The cell viability after addition of peptides to TZM–bl cells was studied via the CellTiter–Glo assay. To this end, 10,000 cells were seeded and on the next day serial diluted peptides were added. After 3 days the supernatant was removed and 100 µL CellTiter–Glo Reagent 1:1 diluted in PBS was added. After 10 min 50 µL was transferred to white microplate and luminescence was recorded by Orion microplate luminometer.

Confocal laser scanning microscopy studies were performed for the visualization of the cell–peptide interaction. HeLa cells were seeded one day prior to conducting the assay (40,000/well) in an 8–well IBIDI slide. 4 µL of the preformed peptide fibrils (1 mg/mL) were diluted with 4 µL Proteostat (Enzo Life Science, 1 µL stock in 999 µL PBS) and further diluted with medium to receive a final peptide concentration of 20 µg/mL. The nucleus of the HeLa cells was stained with Hoechst 33342 (NucBlueTM, Thermo Fisher Scientific). The peptide solution mixture was transferred to the HeLa cells and incubated for 30 min at 37 °C before washing three times with PBS. The interaction of fibril clusters with cells was monitored after 30 min incubation time on a Stellaris 8 confocal laser scanning microscope (Leica) equipped with a 20x air objective and laser excitation wavelength of 405 nm (Hoechst) and 561 nm (Proteostat).

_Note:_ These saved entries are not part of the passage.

PR #658, opened 2026-08-16
refactor: Migrate from legacy storage implementations to disk.Store and tiered.Store

Anton-Kalpakchiev:
Now that `disk.Store` and `tiered.Store` are implemented, we can finally move away from using CAStore, SimpleStore, etc. and deprecate them. This PR implements the migration with a subsequent PR to follow to delete all the no longer necessary legacy code.

For more context, check https://github.com/uber/kraken/pull/633.

Please review commit by commit, as there will be a few extra necessary changes in this PR!


lib/store/disk/config.go
```diff
@@ -6,8 +6,12 @@ const _defaultRootDir = "disk_store"
 
 // Config configures [Store].
 type Config struct {
-	// The capacity of the store in bytes. When breached, LRU eviction is used.
-	CapacityBytes uint64 `yaml:"capacity_bytes"`
+	// Capacity is a *soft* limit for the capacity of the store. When breached, LRU eviction is used.
+	// The limit is soft, as deleting a file on Linux removes it from disk only after all FDs to it are closed.
+	// The store supports both weighted and unweighted eviction. An example of weighted eviction is to set capacity
```
thijmv: nit: Is "weighted eviction" the correct term? The eviction priority is not based on size, just LRU.

lib/store/disk/store.go
```diff
@@ -81,6 +83,7 @@ func newStore(config *Config, stats tally.Scope) (*store, error) {
 		}
 
 		store.emitUsageMetrics()
+		store.stats.Gauge("capacity").Update(float64(store.capacity))
```
thijmv: There is no such Kraken component that happens to somehow use two stores right?

lib/store/memory/store.go
```diff
@@ -61,6 +63,7 @@ func newStore(config *Config, stats tally.Scope) (*store, error) {
 	}
 
 	s.emitUsageMetrics()
+	s.stats.Gauge("capacity_bytes").Update(float64(s.capacity))
```
thijmv:
```suggestion
	s.stats.Gauge("capacity").Update(float64(s.capacity))
```

build-index/cmd/cmd.go
```diff
@@ -27,7 +27,7 @@ import (
 	"github.com/uber/kraken/lib/persistedretry"
 	"github.com/uber/kraken/lib/persistedretry/tagreplication"
```
thijmv: Do you actually know how often we would see multiple writers to the same origin blob?

build-index/tagstore/store_test.go
```diff
@@ -38,41 +37,33 @@ const _testNamespace = ".*"
...
 	backends         *backend.Manager
 	backendClient    *mockbackend.MockClient
 	writeBackManager *mockpersistedretry.MockManager
 }
 
-func newStoreMocks(t *testing.T) (*storeMocks, func()) {
-	var cleanup testutil.Cleanup
-	defer cleanup.Recover()
-
+func newStoreMocks(t *testing.T) *storeMocks {
```
thijmv: Why did we remove the cleanup?

build-index/tagstore/store.go
thijmv: My concern is for writing the tag to disk fails? In the previous implementation, the one succeeded first was ok (atomic move on completion). However, in this implementation, there cannot be multiple writers. And I think the file can get stuck in an incomplete state.

Also, do we anticipate any concurrency problems with the state of the file? (Since it is not an atomic completion move anymore)

lib/blobrefresh/refresher.go
```diff
@@ -138,7 +138,23 @@ func (r *Refresher) Refresh(namespace string, d core.Digest, hooks ...PostHook)
 
 func (r *Refresher) download(client backend.Client, namespace string, d core.Digest, size uint64, pieceLength int64) error {
 	name := d.Hex()
-	return r.cas.WriteBlobToCacheWithMetaInfo(name, size, func(w store.FileReadWriter) error {
-		return client.Download(namespace, name, w)
-	}, pieceLength)
+	f, err := r.store.Create(d.Hex(), size)
+	if err != nil {
+		return fmt.Errorf("store create: %w", err)
+	}
```
thijmv: Missing `defer Closers.Close(f)`.

lib/blobrefresh/refresher.go
```diff
@@ -138,7 +138,23 @@ func (r *Refresher) Refresh(namespace string, d core.Digest, hooks ...PostHook)
 
 func (r *Refresher) download(client backend.Client, namespace string, d core.Digest, size uint64, pieceLength int64) error {
 	name := d.Hex()
-	return r.cas.WriteBlobToCacheWithMetaInfo(name, size, func(w store.FileReadWriter) error {
-		return client.Download(namespace, name, w)
-	}, pieceLength)
+	f, err := r.store.Create(d.Hex(), size)
+	if err != nil {
```
thijmv: Can we have a different error message for the first three possible errors?

lib/metainfogen/generator.go
```diff
@@ -17,43 +17,43 @@ import (
...
 	if err != nil {
-		return fmt.Errorf("cache stat: %s", err)
+		return fmt.Errorf("stat blob: %s", err)
 	}
-	f, err := g.cas.GetCacheFileReader(d.Hex())
+	f, err := g.store.Open(d.Hex())
 	if err != nil {
-		return fmt.Errorf("get cache file: %s", err)
+		return fmt.Errorf("open blob: %s", err)
 	}
```
thijmv: missing defer f close

lib/persistedretry/writeback/executor.go
```diff
@@ -158,22 +157,22 @@ func (e *Executor) upload(ctx context.Context, t *Task) error {
 		return nil
 	}
 
-	f, err := e.fs.GetCacheFileReader(t.Name)
+	f, err := e.fs.Open(t.Name)
+	if os.IsNotExist(err) {
```
thijmv: This will fall through on errors that are not ErrNotExists.

lib/persistedretry/writeback/executor.go
```diff
@@ -48,22 +47,22 @@ type Executor struct {
 // NewExecutor creates a new Executor.
 func NewExecutor(
 	stats tally.Scope,
-	fs FileStore,
+	store *disk.Store,
```
thijmv: Since this allows blobs currently incomplete to be deleted, it is possible for blobs that are not backed to GCS by the writeback executor to be deleted. in the new stores, do we want to prevent incomplete blobs from being deleted?

lib/persistedretry/writeback/executor.go
thijmv: Can we update these error messages?

lib/torrent/storage/originstorage/torrent.go
```diff
@@ -113,7 +114,7 @@ type opener struct {
 }
 
 func (o *opener) Open() (store.FileReader, error) {
-	return o.torrent.cas.GetCacheFileReader(o.torrent.Digest().Hex())
+	return o.torrent.store.ScopeComplete().Open(o.torrent.Digest().Hex())
```
thijmv:
```suggestion
	return o.torrent.store.Open(o.torrent.Digest().Hex())
```

origin/blobserver/server.go
```diff
@@ -600,31 +602,25 @@ func (s *Server) downloadBlob(namespace string, d core.Digest, dst io.Writer) er
 }
 
 func (s *Server) prefetchBlob(namespace string, d core.Digest) error {
-	f, err := s.cas.GetCacheFileReader(d.Hex())
-	if os.IsNotExist(err) {
+	_, ok := s.tieredStore.Has(d.Hex())
```
thijmv: Let's scope to complete

origin/blobserver/server.go
```diff
@@ -875,10 +880,13 @@ func (s *Server) commitClusterUploadHandler(w http.ResponseWriter, r *http.Reque
 	}
 
 	// Get blob size for replication logging
-	fi, err := s.cas.GetCacheFileStat(d.Hex())
-	var blobSize int64
-	if err == nil {
-		blobSize = fi.Size()
+	blobSize, err := s.tieredStore.ScopeComplete().Stat(d.Hex())
+	if err != nil {
```
thijmv: can we instead log here that it failed because of the stat

config/agent/base.yaml
```diff
@@ -39,13 +39,11 @@ scheduler:
...
 
-store:
-  download_dir: /var/cache/kraken/kraken-agent/download/
-  cache_dir:  /var/cache/kraken/kraken-agent/cache/
-  download_cleanup:
-    ttl: 24h
-  cache_cleanup:
-    ttl: 24h
+diskstore:
+  capacity: 209715200
```
thijmv: nit:

```suggestion
  capacity: 209715200 # 200MB
```

lib/persistedretry/writeback/executor.go
```diff
@@ -48,22 +47,22 @@ type Executor struct {
...
 
 // Name returns the executor name.
 func (e *Executor) Name() string {
 	return "writeback"
 }
 
-// Exec uploads the cache file corresponding to r's digest to the remote backend
+// Exec uploads the file corresponding to r's digest to the remote backend
 // that matches r's namespace.
 func (e *Executor) Exec(r persistedretry.Task) error {
```
thijmv: The new store `Delete`s in-progress blobs too, meaning that there is currently not a guarantee that these have been flushed to the pluggable backend, is there?

lib/store/memory/store.go
thijmv:
```suggestion
	s.stats.Gauge("capacity").Update(float64(s.capacity))
```

build-index/tagstore/store.go
```diff
@@ -137,17 +141,24 @@ func (s *tagStore) asyncWriteBackStrategy(task persistedretry.Task) error {
 }
 
 func (s *tagStore) writeTagToDisk(tag string, d core.Digest) error {
-	buf := bytes.NewBufferString(d.String())
-	if err := s.fs.CreateCacheFile(tag, buf); err != nil && !os.IsExist(err) {
+	f, err := s.fs.Create(tag, _tagSize)
+	if os.IsExist(err) {
```
thijmv: What if the previous writer failed/aborted? That would mean the tag can never be written by another caller. In the previous store callers were competing for completeness, here they compete for iniating the write, but they might get stuck.

lib/blobrefresh/refresher.go
thijmv: Missing `defer closers.Close(f)`.

lib/blobrefresh/refresher.go
```diff
@@ -138,7 +138,23 @@ func (r *Refresher) Refresh(namespace string, d core.Digest, hooks ...PostHook)
 
 func (r *Refresher) download(client backend.Client, namespace string, d core.Digest, size uint64, pieceLength int64) error {
 	name := d.Hex()
-	return r.cas.WriteBlobToCacheWithMetaInfo(name, size, func(w store.FileReadWriter) error {
-		return client.Download(namespace, name, w)
-	}, pieceLength)
+	f, err := r.store.Create(d.Hex(), size)
```
thijmv: Can we create a different error message per branch? Currently the first three all start with "store create: ".

lib/blobrefresh/refresher.go
thijmv: Similar to the previous concern, what if the download is stuck on incomplete?

origin/blobserver/server.go
```diff
@@ -600,31 +602,25 @@ func (s *Server) downloadBlob(namespace string, d core.Digest, dst io.Writer) er
 }
 
 func (s *Server) prefetchBlob(namespace string, d core.Digest) error {
-	f, err := s.cas.GetCacheFileReader(d.Hex())
-	if os.IsNotExist(err) {
+	_, ok := s.tieredStore.Has(d.Hex())
+	if ok {
```
thijmv: We should check that it is complete, because it may be incomplete/in-progress.

origin/blobserver/server.go
thijmv: Can we log that it was the stat that failed, and also not set tracing status OK?

origin/blobserver/uploader.go
```diff
@@ -14,62 +14,60 @@
...
+	store *disk.Store
 }
 
-func newUploader(cas *store.CAStore) *uploader {
-	return &uploader{cas}
+func newUploader(store *disk.Store) *uploader {
+	return &uploader{store}
 }
 
-func (u *uploader) start(d core.Digest) (uid string, err error) {
```
thijmv: These changes remove the dependence on the UID, where now, it is only used for logging, and the same in-progress blob can be updated by another calling with any arbritary UID. Have you caccounted for this and do you consider it a concern?

lib/metainfogen/generator.go
thijmv: Missing `defer closers.Close(f)` (pre-existing issue).

lib/torrent/storage/agentstorage/torrent.go
```diff
@@ -156,25 +145,18 @@ func (t *Torrent) getPiece(pi int) (*piece, error) {
...
 // markPieceComplete must only be called once per piece.
 func (t *Torrent) markPieceComplete(pi int) error {
-	updated, err := t.cads.Download().SetMetadataAt(
-		t.Digest().Hex(), &pieceStatusMetadata{}, []byte{byte(_complete)}, int64(pi))
-	if err != nil {
+	if err := t.store.ScopeIncomplete().WriteAtMetadata(
+		t.Digest().Hex(), &pieceStatusMetadata{}, []byte{byte(_complete)}, int64(pi)); err != nil {
 		return fmt.Errorf("write piece metadata: %s", err)
 	}
-	if !updated {
```
thijmv: We don't have this atomicity anymore.

agent/agentserver/server.go
```diff
@@ -143,21 +145,22 @@ func (s *Server) downloadBlobHandler(w http.ResponseWriter, r *http.Request) err
...
-			if err != nil {
-				return handler.Errorf("store: %s", err)
-			}
-		} else {
-			return handler.Errorf("store: %s", err)
+	f, err := s.diskStore.ScopeComplete().Open(d.Hex())
+	if err != nil && !errors.Is(err, os.ErrNotExist) && !errors.Is(err, store.ErrOutOfScope) {
+		return handler.Errorf("store open: %s", err)
+	}
+	if os.IsNotExist(err) || errors.Is(err, store.ErrOutOfScope) {
```
thijmv: Because of error wrapping:

```suggestion
	if errors.Is(err, os.ErrNotExist)|| errors.Is(err, store.ErrOutOfScope) {
```

build-index/tagstore/store.go
```diff
@@ -137,17 +141,24 @@ func (s *tagStore) asyncWriteBackStrategy(task persistedretry.Task) error {
...
+		return nil
+	}
```
thijmv, line 147: What if the write to the file fails, and the file is stuck in an incomplete state indefinitely?

lib/blobrefresh/refresher.go
thijmv, line 145: nit: Can we use a different error message per branch? Currently the first three all start with "store create: ".

lib/blobrefresh/refresher.go
thijmv, line 147: Missing `defer closers.Close(f)`.

lib/blobrefresh/refresher.go
```diff
@@ -138,7 +138,23 @@ func (r *Refresher) Refresh(namespace string, d core.Digest, hooks ...PostHook)
...
+	if err != nil {
+		return fmt.Errorf("store create: %w", err)
+	}
+	err = client.Download(namespace, name, f)
+	if err != nil {
```
thijmv, line 150: If the download fails, it cannot be retried because of a stale file, can it?

lib/metainfogen/generator.go
thijmv, line 50: Missing `defer closers.Close(f)` (pre-existing).

lib/persistedretry/writeback/executor.go
thijmv, line 69: The new store's `Delete(...)` works irrespective of eviction ban. This means that blobs not flushed to the pluggable backend can still be deleted. Should we prevent this from being possible?

lib/store/memory/store.go
thijmv, line 66:
```suggestion
	s.stats.Gauge("capacity").Update(float64(s.capacity))
```

origin/blobserver/server.go
thijmv: We should assert that the blob is complete, because otherwise we cannot assume it has been prefetched completely.

origin/blobserver/server.go
thijmv, line 887: Can we log and return an error when the stat fails?

origin/blobserver/uploader.go
thijmv, line 38: The upload is not guarded by UID anymore, meaning multiple concurrent writers can write to the same blob with an arbitrary UID.

agent/agentserver/server.go
thijmv: nit: Consider replacing `os.IsNotExist` with `errors.Is`, as the latter supports error wrapping.

build-index/tagstore/store.go
Anton-Kalpakchiev: I've been thinking about this. I'll add an async job to cleanup stale leaked blobs. Check this commit [description](https://github.com/uber/kraken/pull/658/changes/90bd4bcee00c7587cde5e52096c76934452ac9d4) for more reasoning to do it.

agent/agentserver/server.go
Anton-Kalpakchiev: I'll make a follow-up commit to clean up the whole repo of os.IsNotExist errors.

lib/blobrefresh/refresher.go
Anton-Kalpakchiev: done

lib/blobrefresh/refresher.go
Anton-Kalpakchiev: fixed

lib/blobrefresh/refresher.go
Anton-Kalpakchiev: yes, ill add a cleanup job for stale files, check other comment on topic

lib/persistedretry/writeback/executor.go
Anton-Kalpakchiev: Hmmm, I think the reason this was implemented as so in the past was that the eviction of the disk store was being done by calling Delete in an async worker and since eviction had to respect metadata.Persist, they made Delete not be able to delete persisted files. However, I think that's no longer the case and Delete gets only used to delete files known to be ok to delete (e.g. tmp files that are no longer necessary).  

Having said that, I'll add a log in the Delete API of all stores when a blob that's banned from eviction is deleted and if we see that log, we can iterate. Sounds good?

lib/store/memory/store.go
Anton-Kalpakchiev: This one is correct. The memory store's size and capacity units need to be bytes. It's the diks store that supports unweighted LRU eviction

origin/blobserver/server.go
Anton-Kalpakchiev: i'll add a log, but we shouldn't return an error, as pointed out by the comment:
>// Don't fail the commit if replication fails - blob is still uploaded.

The approach to fail-open when local write succeeds, but not replication was there before this commit. I don't want to change that behavior.

origin/blobserver/uploader.go
Anton-Kalpakchiev: i was trying to avoid having to add the RenameKey API, but I had to add it anyway in proxy, so let me revert to the old approach of using uid as key for incomplete blobs.

origin/blobserver/server.go
Anton-Kalpakchiev: done

lib/store/disk/pather.go
```diff
@@ -64,30 +67,29 @@ func (p *pather) rebootKeys(complete bool) ([]string, error) {
...
 			return err
 		}
 		nameParts := strings.Split(relPath, string(filepath.Separator))
-		numShards := p.shardLength
-		isBlobDir := len(nameParts) == numShards+1
-		if !isBlobDir {
+		if len(nameParts) < numShards {
+			p.log.With("path", path).Error(
+				"invariant violation - cannot reboot blob, as its path is shallower than the configured shard length - failing open by not rebooting it")
 			return nil
```
sambhav-jain-16, line 88: Should this be 
`len(nameParts) <= numShards` ?

lib/dockerregistry/uploads.go
```diff
@@ -118,45 +132,57 @@ func (u *casUploads) putContent(path string, subtype PathSubType, content []byte
...
 }
 
-func (u *casUploads) putBlobContent(path string, content []byte) error {
+func (u *uploader) putBlobContent(path string, content []byte) error {
 	d, err := GetBlobDigest(path)
 	if err != nil {
 		return fmt.Errorf("get digest: %s", err)
 	}
-	if err := u.cas.CreateCacheFile(d.Hex(), bytes.NewReader(content)); err != nil {
+	f, err := u.store.Create(d.Hex(), 1)
```
sambhav-jain-16, line 145: Why are we only passing 1 here?
Can you create a constant for the value? This appears as a [magic number](https://en.wikipedia.org/wiki/Magic_number_(programming))

origin/blobserver/uploader.go
```diff
@@ -84,12 +84,16 @@ func (u *uploader) patch(
...
+	err := u.store.RenameKey(uid, d.Hex())
+	if errors.Is(err, os.ErrNotExist) {
 		log.With("digest", d.Hex(), "uid", uid).Warn("File not found during commit")
 		return handler.ErrorStatus(http.StatusNotFound)
 	}
+	if errors.Is(err, os.ErrExist) {
+		log.With("digest", d.Hex(), "uid", uid).Warn("File is already complete and in store")
+		return handler.ErrorStatus(http.StatusConflict)
+	}
+	err = u.store.MarkComplete(d.Hex())
```
sambhav-jain-16, line 102: Could the cleaner be added in the next commit, accidentally clearing a blob that is renamed but not marked complete?

origin/blobserver/uploader.go
```diff
@@ -37,12 +37,12 @@ func newUploader(store *disk.Store) *uploader {
 }
 
 func (u *uploader) start(d core.Digest, size uint64) (uid string, err error) {
-	uid = uuid.Generate().String()
-	f, err := u.store.Create(d.Hex(), size)
-	if errors.Is(err, os.ErrExist) {
+	if _, ok := u.store.Has(d.Hex()); ok {
```
sambhav-jain-16: Why are we not using `ScopeComplete().Has()` here? Like in `patch`?

origin/blobserver/uploader.go
Anton-Kalpakchiev: It only cleans blobs not touched for 5+ minutes that are also incomplete. If it starts cleaning blobs that should not be cleaned (we will detect that through the logs), then we can increase the 5min TTI to reduce false positives.

origin/blobserver/server.go
thijmv: I see, but do we see any reasons why this `Stat` would fail if the blob has just been uploaded?

lib/store/disk/leak_cleaner.go
```diff
@@ -0,0 +1,75 @@
+package disk
```
thijmv, line 1: For the tiered store, the main path is writing blobs to memory. Blobs can only be incomplete on disk if they are directly written to disk because memory is full. I therefore think we should look into a way to clean up the stale memory writes, as that will happen more frequently.

lib/store/disk/leak_cleaner.go
```diff
@@ -0,0 +1,75 @@
...
+				close(s.doneCh)
+				return
+			case <-ticker:
+				s.cleanLeakedFiles()
+			}
+		}
+	}()
+}
+
+func (s *store) close() {
```
thijmv, line 26: Can we call this when cleaning up the store to avoid a dangling goroutine?

lib/dockerregistry/transfer/testing.go
```diff
@@ -14,50 +14,69 @@
...
 
-func (t *testTransferer) Download(namespace string, d core.Digest) (store.FileReader, error) {
-	return t.cas.GetCacheFileReader(d.Hex())
+func (t *testTransferer) Download(namespace string, d core.Digest) (storelib.FileReader, error) {
+	return t.store.ScopeComplete().Open(d.Hex())
 }
 
-func (t *testTransferer) Upload(namespace string, d core.Digest, blob store.FileReader) error {
-	return t.cas.CreateCacheFile(d.Hex(), blob)
+// Upload caches blob under d, tolerating re-uploads of an already-cached
```
thijmv, line 64: nit: Consider updating the comment to state that re-uploading an already-cached digest is a no-op, as the current wording suggests it would start overriding it.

Statistics and reproducibility

All virus assays were conducted in technical triplicates. All tested peptides for the virus infectivity assay were conducted at four different concentrations (6.5 µM, 1.3 µM, 0.26 µM, 0 µM). To verify reproducibility of the experimental findings the infection assays were at least repeated independently in biological duplicates. The physicochemical characterization methods for peptide self-assembly and morphology, that are determined via CR Assay, ThT–Assay and Zeta-Potential have been conducted in technical triplicates with two independent repetitions for Zeta-Potential and ThT-Assay measurements. Unless stated otherwise the aggregate analysis via widefield microscopy and TEM analysis have been conducted once with at least three microscopy images recorded for each peptide sample. ATR–FT-IR measurements have been conducted once for each peptide sample. The sum–frequency generation experiments have been conducted in two independent repetitions. To ensure comparability within individual measurements, the reference peptide “EF-C” was included in all assays. All replication attempts were successful.

No statistical method was used to predetermine sample size. No data were excluded from the analyses and the experiments were not randomized because it is not relevant for this study, as infectivity enhancement is independent from the order of samples tested. The investigators were not blinded to allocation during experiments and outcome assessment because it is not relevant for this study, as the results from infection assays are read out automated via a multi-plate reader.

Reporting summary

Further information on research design is available in the Nature Portfolio Reporting Summary linked to this article.